COLLECTED MATERIAL:

PR #7089, opened 2021-12-03
exp show: Include `deps` and `outs`.

### LINKED ISSUE #6434: `exp show`: Include data files.
If an user modifies data files in between `dvc exp run` calls, the change is not reflected in the table generated by `dvc exp show`.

WORK ORDER: Your answer must be a copy of every line in the data above that holds the string "files".

RESULT OF THE EXERCISE:
### LINKED ISSUE #6434: `exp show`: Include data files.
If an user modifies data files in between `dvc exp run` calls, the change is not reflected in the table generated by `dvc exp show`.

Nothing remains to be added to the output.